> _WHAT NEEDS TO BE DONE_
Your output should be the entries below, from the first line up to and including the line with "result=$(_kubectl get nodes", reproduced exactly and with no other lines.
***** DATA EXTRACT
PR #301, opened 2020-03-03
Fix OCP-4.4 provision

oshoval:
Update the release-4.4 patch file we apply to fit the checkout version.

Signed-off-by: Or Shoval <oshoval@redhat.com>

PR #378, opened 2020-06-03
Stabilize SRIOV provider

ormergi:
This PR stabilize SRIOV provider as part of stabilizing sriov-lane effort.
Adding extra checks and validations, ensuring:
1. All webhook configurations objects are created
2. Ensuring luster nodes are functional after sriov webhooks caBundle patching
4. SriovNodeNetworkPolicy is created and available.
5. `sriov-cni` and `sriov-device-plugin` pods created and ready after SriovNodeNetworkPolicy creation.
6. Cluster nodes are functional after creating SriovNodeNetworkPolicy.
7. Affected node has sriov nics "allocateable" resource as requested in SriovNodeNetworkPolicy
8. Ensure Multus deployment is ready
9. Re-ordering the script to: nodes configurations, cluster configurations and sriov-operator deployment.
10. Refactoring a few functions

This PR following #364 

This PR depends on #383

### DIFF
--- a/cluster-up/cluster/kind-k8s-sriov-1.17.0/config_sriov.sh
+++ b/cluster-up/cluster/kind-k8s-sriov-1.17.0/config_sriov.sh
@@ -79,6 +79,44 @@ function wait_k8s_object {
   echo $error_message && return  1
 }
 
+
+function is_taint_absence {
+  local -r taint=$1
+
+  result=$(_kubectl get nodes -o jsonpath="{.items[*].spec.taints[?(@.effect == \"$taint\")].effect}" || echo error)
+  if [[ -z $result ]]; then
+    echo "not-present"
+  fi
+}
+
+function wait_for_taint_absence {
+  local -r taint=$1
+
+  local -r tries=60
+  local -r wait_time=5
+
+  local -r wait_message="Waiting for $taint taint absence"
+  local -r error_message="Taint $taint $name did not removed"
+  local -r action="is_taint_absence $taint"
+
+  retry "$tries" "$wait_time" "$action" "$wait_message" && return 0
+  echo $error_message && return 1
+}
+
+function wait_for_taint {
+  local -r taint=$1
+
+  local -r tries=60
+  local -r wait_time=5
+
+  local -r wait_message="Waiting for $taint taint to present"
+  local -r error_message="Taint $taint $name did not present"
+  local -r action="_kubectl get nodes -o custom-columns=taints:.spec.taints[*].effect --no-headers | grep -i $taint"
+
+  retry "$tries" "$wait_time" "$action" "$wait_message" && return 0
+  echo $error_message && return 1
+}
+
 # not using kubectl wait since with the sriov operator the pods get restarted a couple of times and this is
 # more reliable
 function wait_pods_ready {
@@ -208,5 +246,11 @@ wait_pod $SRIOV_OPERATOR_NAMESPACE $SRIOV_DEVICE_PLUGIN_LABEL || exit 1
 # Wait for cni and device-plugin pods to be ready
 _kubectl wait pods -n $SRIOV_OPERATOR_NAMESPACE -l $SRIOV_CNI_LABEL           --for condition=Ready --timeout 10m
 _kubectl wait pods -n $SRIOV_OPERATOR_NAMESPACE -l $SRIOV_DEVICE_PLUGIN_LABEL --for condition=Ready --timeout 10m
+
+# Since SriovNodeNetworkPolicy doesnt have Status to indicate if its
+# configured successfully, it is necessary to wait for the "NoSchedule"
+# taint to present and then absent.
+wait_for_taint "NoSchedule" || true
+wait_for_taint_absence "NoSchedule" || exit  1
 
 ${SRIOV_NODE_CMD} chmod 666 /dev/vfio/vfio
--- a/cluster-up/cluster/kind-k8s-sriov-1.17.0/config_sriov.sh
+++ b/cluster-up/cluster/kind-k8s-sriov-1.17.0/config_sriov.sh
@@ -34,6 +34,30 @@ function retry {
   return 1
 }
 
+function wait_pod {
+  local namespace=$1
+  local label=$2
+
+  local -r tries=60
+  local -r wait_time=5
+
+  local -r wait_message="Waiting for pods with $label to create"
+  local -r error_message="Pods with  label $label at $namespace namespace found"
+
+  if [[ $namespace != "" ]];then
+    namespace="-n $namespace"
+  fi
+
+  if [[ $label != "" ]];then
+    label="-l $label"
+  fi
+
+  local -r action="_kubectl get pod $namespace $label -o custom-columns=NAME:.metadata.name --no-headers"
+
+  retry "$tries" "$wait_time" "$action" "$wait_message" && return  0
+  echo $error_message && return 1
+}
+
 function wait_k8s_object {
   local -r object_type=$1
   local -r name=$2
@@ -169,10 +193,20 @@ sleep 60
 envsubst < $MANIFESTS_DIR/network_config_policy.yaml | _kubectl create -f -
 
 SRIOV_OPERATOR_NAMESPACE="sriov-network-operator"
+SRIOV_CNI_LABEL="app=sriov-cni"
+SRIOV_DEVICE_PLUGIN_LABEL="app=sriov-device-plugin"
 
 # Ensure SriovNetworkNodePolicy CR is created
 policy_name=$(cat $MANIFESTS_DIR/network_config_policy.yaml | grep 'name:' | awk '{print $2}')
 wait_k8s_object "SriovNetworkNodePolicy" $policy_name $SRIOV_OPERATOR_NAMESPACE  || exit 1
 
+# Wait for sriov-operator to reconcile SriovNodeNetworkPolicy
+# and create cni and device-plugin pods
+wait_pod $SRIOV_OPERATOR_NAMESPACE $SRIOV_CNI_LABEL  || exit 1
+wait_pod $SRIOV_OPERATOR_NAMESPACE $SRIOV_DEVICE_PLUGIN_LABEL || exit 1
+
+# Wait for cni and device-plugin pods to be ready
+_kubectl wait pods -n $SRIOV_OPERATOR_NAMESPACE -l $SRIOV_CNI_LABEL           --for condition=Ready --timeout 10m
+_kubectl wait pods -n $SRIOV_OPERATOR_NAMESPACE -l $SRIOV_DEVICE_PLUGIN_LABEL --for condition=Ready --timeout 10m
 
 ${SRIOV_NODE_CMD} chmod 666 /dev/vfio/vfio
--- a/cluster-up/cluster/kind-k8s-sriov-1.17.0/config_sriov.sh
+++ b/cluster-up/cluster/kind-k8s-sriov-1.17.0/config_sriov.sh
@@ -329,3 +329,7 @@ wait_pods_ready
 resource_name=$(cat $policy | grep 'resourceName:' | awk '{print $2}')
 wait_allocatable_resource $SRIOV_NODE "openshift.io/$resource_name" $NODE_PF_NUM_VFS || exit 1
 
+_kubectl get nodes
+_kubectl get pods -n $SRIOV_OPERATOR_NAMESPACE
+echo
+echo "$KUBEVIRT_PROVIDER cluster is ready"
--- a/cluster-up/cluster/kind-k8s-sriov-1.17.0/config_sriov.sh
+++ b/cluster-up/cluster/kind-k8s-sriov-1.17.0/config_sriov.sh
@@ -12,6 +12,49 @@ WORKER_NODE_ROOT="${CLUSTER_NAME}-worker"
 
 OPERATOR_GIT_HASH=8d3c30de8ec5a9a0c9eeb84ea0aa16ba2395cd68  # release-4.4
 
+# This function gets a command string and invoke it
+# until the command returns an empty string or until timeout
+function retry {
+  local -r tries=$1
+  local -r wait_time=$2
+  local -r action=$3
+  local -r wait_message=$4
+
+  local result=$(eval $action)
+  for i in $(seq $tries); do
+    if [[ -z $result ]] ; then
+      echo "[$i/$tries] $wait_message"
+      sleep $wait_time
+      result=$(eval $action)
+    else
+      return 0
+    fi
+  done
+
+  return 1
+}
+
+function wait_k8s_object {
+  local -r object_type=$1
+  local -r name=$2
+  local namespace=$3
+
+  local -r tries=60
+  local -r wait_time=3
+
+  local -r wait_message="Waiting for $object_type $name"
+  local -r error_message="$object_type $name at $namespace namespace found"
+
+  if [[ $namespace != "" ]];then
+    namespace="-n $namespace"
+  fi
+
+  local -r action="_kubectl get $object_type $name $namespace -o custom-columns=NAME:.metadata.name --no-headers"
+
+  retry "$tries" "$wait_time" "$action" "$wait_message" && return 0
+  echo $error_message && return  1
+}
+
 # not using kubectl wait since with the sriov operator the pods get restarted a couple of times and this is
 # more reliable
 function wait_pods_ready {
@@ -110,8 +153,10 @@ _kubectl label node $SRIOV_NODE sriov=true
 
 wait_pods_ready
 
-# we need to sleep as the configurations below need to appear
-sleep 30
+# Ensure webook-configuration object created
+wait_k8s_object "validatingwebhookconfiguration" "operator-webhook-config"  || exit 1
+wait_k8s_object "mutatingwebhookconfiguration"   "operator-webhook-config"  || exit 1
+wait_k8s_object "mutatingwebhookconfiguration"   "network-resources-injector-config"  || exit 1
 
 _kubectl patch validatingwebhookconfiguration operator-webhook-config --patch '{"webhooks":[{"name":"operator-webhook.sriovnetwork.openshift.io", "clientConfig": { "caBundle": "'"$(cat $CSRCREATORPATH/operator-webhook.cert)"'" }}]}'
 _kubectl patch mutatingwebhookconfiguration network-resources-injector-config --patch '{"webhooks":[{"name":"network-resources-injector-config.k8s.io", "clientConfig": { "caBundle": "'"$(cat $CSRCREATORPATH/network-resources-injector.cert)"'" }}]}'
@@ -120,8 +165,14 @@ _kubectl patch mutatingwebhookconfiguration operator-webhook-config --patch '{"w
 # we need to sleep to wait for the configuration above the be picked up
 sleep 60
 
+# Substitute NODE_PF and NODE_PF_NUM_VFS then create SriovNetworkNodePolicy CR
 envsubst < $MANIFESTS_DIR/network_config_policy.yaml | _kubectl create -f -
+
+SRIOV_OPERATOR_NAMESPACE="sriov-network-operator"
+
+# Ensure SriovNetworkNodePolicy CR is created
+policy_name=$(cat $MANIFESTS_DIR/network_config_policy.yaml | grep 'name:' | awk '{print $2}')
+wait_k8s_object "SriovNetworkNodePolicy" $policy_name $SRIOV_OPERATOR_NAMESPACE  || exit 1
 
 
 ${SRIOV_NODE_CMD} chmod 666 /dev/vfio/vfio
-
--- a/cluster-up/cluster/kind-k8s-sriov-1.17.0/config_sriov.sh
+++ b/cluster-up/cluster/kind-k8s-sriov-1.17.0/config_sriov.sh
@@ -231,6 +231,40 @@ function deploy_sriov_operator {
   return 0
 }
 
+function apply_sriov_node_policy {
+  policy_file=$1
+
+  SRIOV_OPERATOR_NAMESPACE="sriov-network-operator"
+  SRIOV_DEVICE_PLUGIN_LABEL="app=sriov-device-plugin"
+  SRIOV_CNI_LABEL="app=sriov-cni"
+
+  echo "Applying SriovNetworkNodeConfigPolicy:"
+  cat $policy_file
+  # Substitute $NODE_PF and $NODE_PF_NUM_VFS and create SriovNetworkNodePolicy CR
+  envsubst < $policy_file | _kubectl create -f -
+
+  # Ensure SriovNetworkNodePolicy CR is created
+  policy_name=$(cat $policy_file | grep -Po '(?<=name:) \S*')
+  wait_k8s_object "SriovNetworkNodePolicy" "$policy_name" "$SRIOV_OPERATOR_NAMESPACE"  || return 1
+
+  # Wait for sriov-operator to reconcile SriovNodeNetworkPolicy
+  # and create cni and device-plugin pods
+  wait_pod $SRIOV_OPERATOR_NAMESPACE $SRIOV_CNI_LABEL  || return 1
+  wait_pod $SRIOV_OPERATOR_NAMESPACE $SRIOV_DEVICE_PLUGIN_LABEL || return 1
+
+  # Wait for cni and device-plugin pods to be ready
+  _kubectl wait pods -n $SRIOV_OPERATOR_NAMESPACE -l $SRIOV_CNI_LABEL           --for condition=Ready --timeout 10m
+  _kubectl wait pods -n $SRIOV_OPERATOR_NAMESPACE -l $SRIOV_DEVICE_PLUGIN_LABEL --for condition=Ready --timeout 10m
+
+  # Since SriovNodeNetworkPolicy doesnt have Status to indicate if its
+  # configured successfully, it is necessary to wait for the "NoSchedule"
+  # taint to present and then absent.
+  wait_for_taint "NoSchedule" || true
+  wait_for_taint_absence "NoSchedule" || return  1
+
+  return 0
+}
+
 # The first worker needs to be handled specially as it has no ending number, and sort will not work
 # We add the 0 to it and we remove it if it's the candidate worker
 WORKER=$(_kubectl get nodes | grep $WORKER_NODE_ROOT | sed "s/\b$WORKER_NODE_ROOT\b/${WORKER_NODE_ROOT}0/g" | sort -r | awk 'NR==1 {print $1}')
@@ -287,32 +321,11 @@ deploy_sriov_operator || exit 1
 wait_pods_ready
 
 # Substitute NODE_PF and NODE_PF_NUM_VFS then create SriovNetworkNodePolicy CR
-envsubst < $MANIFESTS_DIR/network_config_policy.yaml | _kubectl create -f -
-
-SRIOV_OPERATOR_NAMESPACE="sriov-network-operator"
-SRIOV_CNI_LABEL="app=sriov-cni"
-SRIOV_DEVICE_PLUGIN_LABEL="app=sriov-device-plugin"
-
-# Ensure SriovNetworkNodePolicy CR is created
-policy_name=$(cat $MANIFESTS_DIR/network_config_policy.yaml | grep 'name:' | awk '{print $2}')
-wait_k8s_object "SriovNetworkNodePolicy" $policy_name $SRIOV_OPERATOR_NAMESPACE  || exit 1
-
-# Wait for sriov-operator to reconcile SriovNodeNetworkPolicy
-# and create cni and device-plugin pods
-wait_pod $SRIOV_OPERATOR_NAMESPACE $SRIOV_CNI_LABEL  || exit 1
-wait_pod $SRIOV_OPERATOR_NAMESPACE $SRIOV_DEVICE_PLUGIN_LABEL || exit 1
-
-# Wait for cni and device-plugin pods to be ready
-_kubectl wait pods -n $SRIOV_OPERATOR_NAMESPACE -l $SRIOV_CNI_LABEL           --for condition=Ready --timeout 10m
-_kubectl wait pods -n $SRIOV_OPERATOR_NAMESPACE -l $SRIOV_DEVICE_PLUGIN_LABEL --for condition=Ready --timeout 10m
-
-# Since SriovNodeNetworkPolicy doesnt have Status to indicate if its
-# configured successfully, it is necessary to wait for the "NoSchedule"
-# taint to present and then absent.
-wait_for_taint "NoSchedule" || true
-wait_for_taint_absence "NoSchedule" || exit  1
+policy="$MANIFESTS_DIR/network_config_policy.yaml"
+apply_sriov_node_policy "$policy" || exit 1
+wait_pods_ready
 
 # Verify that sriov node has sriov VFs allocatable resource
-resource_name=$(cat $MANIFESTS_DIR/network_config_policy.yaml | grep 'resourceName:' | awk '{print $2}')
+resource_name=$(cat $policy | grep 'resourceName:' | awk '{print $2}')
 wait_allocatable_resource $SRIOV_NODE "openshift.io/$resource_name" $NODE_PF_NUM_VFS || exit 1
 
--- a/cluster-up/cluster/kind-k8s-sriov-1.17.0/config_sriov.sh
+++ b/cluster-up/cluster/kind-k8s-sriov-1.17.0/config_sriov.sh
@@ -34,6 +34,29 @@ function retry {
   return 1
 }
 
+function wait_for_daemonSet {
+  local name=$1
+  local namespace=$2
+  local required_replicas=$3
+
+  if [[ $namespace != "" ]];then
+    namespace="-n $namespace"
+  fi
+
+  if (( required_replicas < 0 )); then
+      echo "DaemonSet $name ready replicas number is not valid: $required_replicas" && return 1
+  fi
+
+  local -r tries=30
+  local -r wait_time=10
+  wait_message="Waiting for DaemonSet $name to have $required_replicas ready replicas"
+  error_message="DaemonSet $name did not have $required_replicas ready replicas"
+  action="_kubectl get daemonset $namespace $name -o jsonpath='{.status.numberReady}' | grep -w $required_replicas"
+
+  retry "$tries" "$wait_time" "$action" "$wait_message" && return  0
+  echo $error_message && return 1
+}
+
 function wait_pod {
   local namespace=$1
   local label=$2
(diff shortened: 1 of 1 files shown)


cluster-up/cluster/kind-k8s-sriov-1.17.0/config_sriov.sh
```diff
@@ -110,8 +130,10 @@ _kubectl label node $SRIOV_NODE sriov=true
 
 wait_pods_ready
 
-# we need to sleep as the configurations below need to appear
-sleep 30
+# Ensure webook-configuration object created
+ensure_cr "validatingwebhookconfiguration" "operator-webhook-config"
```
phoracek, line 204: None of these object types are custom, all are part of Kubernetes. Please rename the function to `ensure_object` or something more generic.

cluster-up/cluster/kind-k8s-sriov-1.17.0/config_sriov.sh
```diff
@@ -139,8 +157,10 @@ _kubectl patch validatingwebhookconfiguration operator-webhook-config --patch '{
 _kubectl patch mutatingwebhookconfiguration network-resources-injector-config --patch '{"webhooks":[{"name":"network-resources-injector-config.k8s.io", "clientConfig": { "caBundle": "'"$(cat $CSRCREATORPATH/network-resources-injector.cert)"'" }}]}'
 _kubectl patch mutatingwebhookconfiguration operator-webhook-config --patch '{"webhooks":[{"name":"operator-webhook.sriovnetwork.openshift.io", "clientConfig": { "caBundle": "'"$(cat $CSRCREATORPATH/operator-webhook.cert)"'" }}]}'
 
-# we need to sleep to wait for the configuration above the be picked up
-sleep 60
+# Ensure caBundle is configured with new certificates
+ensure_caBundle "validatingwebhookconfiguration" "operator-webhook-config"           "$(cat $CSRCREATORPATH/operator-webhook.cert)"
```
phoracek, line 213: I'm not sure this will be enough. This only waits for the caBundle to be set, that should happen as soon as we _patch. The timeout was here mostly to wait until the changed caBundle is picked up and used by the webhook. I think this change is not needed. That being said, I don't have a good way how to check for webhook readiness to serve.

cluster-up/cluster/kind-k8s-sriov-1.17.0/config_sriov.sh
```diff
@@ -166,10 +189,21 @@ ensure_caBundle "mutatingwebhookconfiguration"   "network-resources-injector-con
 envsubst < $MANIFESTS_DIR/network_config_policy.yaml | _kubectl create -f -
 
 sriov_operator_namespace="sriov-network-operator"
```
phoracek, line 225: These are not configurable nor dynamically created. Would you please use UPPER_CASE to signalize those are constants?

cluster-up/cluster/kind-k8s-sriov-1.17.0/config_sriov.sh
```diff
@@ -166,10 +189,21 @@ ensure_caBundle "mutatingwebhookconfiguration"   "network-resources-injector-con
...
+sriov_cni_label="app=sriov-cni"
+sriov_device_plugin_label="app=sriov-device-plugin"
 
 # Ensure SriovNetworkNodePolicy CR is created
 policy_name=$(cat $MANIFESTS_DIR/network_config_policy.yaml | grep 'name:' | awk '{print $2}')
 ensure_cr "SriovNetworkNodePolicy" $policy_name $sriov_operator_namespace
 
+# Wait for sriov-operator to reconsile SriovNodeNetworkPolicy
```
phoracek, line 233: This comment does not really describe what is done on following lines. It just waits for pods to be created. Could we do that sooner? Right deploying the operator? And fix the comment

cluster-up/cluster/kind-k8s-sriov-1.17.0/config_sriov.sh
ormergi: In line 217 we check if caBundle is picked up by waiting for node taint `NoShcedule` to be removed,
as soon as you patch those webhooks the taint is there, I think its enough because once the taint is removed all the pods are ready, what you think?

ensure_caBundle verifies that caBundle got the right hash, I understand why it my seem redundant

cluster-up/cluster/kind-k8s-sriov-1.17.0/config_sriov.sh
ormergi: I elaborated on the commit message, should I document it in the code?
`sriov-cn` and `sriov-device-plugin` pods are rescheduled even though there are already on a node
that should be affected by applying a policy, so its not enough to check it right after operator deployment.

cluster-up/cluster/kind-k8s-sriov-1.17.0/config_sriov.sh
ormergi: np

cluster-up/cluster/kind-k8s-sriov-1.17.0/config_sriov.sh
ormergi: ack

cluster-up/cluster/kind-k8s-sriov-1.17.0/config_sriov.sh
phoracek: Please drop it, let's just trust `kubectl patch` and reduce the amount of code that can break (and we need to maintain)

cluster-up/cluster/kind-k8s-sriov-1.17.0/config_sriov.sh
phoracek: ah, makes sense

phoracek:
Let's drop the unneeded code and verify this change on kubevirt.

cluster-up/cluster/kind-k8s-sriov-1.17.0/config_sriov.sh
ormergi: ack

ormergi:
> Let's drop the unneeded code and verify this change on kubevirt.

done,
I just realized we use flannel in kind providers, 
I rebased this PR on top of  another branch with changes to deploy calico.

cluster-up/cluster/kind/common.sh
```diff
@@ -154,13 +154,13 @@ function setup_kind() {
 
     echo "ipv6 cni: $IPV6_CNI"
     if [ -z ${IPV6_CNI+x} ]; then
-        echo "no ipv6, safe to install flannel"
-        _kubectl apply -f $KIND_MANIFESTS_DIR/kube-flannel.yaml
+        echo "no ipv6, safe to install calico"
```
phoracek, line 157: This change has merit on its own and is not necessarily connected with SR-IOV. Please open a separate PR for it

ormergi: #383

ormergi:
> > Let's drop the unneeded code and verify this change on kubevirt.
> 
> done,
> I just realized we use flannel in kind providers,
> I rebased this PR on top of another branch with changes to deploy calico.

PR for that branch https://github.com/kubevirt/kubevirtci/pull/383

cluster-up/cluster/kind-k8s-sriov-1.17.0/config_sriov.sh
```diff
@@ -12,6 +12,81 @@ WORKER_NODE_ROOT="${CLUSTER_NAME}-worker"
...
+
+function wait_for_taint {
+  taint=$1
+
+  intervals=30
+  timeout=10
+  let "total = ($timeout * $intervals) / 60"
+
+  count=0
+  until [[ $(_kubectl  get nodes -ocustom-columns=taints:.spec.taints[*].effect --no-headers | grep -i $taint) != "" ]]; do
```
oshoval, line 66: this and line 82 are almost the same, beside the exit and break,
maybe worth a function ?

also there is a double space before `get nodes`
**********
> _YOUR SOLUTION_
PR #301, opened 2020-03-03
Fix OCP-4.4 provision

oshoval:
Update the release-4.4 patch file we apply to fit the checkout version.

Signed-off-by: Or Shoval <oshoval@redhat.com>

PR #378, opened 2020-06-03
Stabilize SRIOV provider

ormergi:
This PR stabilize SRIOV provider as part of stabilizing sriov-lane effort.
Adding extra checks and validations, ensuring:
1. All webhook configurations objects are created
2. Ensuring luster nodes are functional after sriov webhooks caBundle patching
4. SriovNodeNetworkPolicy is created and available.
5. `sriov-cni` and `sriov-device-plugin` pods created and ready after SriovNodeNetworkPolicy creation.
6. Cluster nodes are functional after creating SriovNodeNetworkPolicy.
7. Affected node has sriov nics "allocateable" resource as requested in SriovNodeNetworkPolicy
8. Ensure Multus deployment is ready
9. Re-ordering the script to: nodes configurations, cluster configurations and sriov-operator deployment.
10. Refactoring a few functions

This PR following #364 

This PR depends on #383

### DIFF
--- a/cluster-up/cluster/kind-k8s-sriov-1.17.0/config_sriov.sh
+++ b/cluster-up/cluster/kind-k8s-sriov-1.17.0/config_sriov.sh
@@ -79,6 +79,44 @@ function wait_k8s_object {
   echo $error_message && return  1
 }
 
+
+function is_taint_absence {
+  local -r taint=$1
+
+  result=$(_kubectl get nodes -o jsonpath="{.items[*].spec.taints[?(@.effect == \"$taint\")].effect}" || echo error)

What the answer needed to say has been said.